De vez en vez, y contrariando la monotonía y la regla generalizada de ocupar con
soja las banquinas, aparecen algunas zonas bajas donde pervive el antiguo
paisaje de pastos y vacunos; y algún arroyo con árboles y algún hombre de a
caballo, nos recuerdan como una herida en los ojos, aquel país que fuimos alguna
vez.. Ahora, no hay perdices, ni liebres, ya no quedan pájaros... El campo es un
espacio hostil para la vida, el campo es el territorio de los agronegocios y la
soja es su epítome inabarcable y glorioso. La soja es el nuevo paradigma de la
globalización, la expresión de una monotonía implacable que no es más que la
antelación de la muerte de los ecosistemas. El campo como los shopping de los
nuevos conurbanos anonimizados y de los aeropuertos privatizados y sin alma,
deviene rápidamente en reino de los no lugares, un reino acorde a la
perspectiva brutal de los intereses corporativos hegemónicos del modelo de
agricultura industrial de exportación.
Líbaros, Santa Anita, Herrera, y tantas otras pequeñas localidades entrerrianas
y los barrios periféricos de Basabilvaso, que visitamos o de los que tuvimos
testimonios, son la manifestación de una condena y de una crucifixión
silenciada, una crucifixión que obliga a las poblaciones a desarraigarse y
emigrar a las grandes ciudades o a permanecer en sus lugares de nacimiento bajo
el encierro de las propias paredes, y bajo el peso de sucesivos males y
enfermedades propios de un ambiente deletéreo en que la aspersión de venenos
resulta constante y absolutamente impune por parte de los sojeros y las
autoridades cómplices. En un pueblo como Líbaros de no mucho más de trescientas
personas, bastante más de cincuenta se reunieron para ver Hambre de Soja y
a escucharnos. No pudimos, sin embargo, por varios motivos explayarnos
demasiado. Por una parte, porque nunca habíamos tenido que exponer ante vecinos
que requieren una máscara para salir de sus casas y que la usaban para aspirar
mientras veían la película de Marcelo Viñas, una película terrible en otros
ámbitos y que en ese escenario parecía casi como un film de Walt Disney.

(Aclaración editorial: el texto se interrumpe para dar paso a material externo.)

Issue #311, opened 2015-03-15
Decide exactly what will be in 1.4.0


GoogleCodeExporter:
```
(marking this as 2.0-consider, because it's tightly coupled to what ends up in 
2.0.0.)

It would be nice to be able to write code that worked in Noda Time 1.x and 2.x. 
 However, due to changes to e.g. IClock for 2.0, that's not currently possible.

When we actually get a bit closer to 2.0.0 and can see what's in it, it'll be 
worth considering whether a 1.4 should exist, to bridge 1.x and 2.x.  

The obvious thing that it could contain so far would be a deprecated IClock.Now 
(not deprecated in 1.3; not present in 2.0) and an additional 
IClock.GetCurrentInstant() [though as Jon points out, adding a method to an 
interface could itself be considered a breaking change].

[It _might_ also be nice to backport some of the new-in-2.0 APIs back to 1.x to 
make sharing code between 1.x and 2.x a little easier: for example, 
Offset.FromSeconds() would be trivial to backport. That's far less important 
than the IClock case, though.]
```

Original issue reported on code.google.com by `malcolm.rowe` on 29 Jul 2014 at 2:03

malcolmr:
We've decided it should exist. See initial analysis/proposal at https://groups.google.com/d/msg/noda-time/NO5NgTAVfUw/aQYuSK2jDi4J.

I'm going to morph this to "decide exactly what goes into 1.4.0", since we'll still have work to do when we're closer to 2.0

jskeet:
http://nodatime.org/2.0.x/api/changes.html should be helpful here.

jskeet:
Reminder: we need to work out what "obsolete" really means. If there's no replacement in 2.0.x (e.g. for specifying the min-days-of-first-week) for a calendar system, do we want to make that obsolete, or are we only aiming at getting developers to a situation where they are in as good a position as they can be for 2.0?

jskeet:
This is now basically done, as 1.4.0 beta 01 is released :)

PR #860, opened 2017-06-13
First steps for 1.4

jskeet:
I'm assuming it's better to start than to wait until #311 is completely nailed down before doing anything...


.gitignore
```diff
@@ -69,3 +69,12 @@ nuget/**
 /src/**/*-*.csproj
 
 /docs
+
+
+# FIles present in master that get in the way when switching
```
malcolmr: nit: typo.

src/NodaTime/CalendarSystem.cs
```diff
@@ -189,6 +191,7 @@ public static CalendarSystem ForId(string id)
         /// this implementation align exactly with the BCL implementation.
         /// </remarks>
         /// <returns>A Persian calendar system.</returns>
+        [Obsolete("Use the PersianSimple property for compatibility with 2.0.")]
```
malcolmr: You're not obsoleting the others because there's not always an alternative?

(If so, I'm not sure about that: they are obsolete, even if they can't be directly replaced.)

jskeet: Mmm. It's a tricky one. I think the word "obsolete" is unfortunate in general for this. Will leave it as is right now, but let's revisit this when we have some more details.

Que algunos de los que allí estaban viendo la película o escuchándonos, sabíamos
tenían a alguno de los suyos postrados en la cama con gravísimos problemas
neurológicos, sin duda causados por los tóxicos que emponzoñan el aire. Porque
era tanta la angustia de esa gente que necesitaban hablar ellos, más que
escuchar al que viene de afuera. Porque durante años han denunciado al Gobierno
de la Provincia inútilmente su victimización por el modelo sojero, porque gran
parte de los decisores y de los responsables del Estado en todos los niveles son
sojeros o están vinculados con sojeros y son cómplices, y porque los expedientes
y las denuncias se extravían sin excepciones en los laberintos burocráticos del
Gobierno de Busti o se olvidan en los cajones de los que pasan sin dilación a
los cestos de basura.
Porque el farmacéutico de Santa Anita necesitaba decirnos que ya había agotado
la crema de bismuto de que se disponía en la zona, y que es utilizada para
detener las diarreas, que tampoco tenía debido a la demanda de antialérgicos ni
colirios, y que ya no sabía que hacer con tanta gente enferma en el vecindario.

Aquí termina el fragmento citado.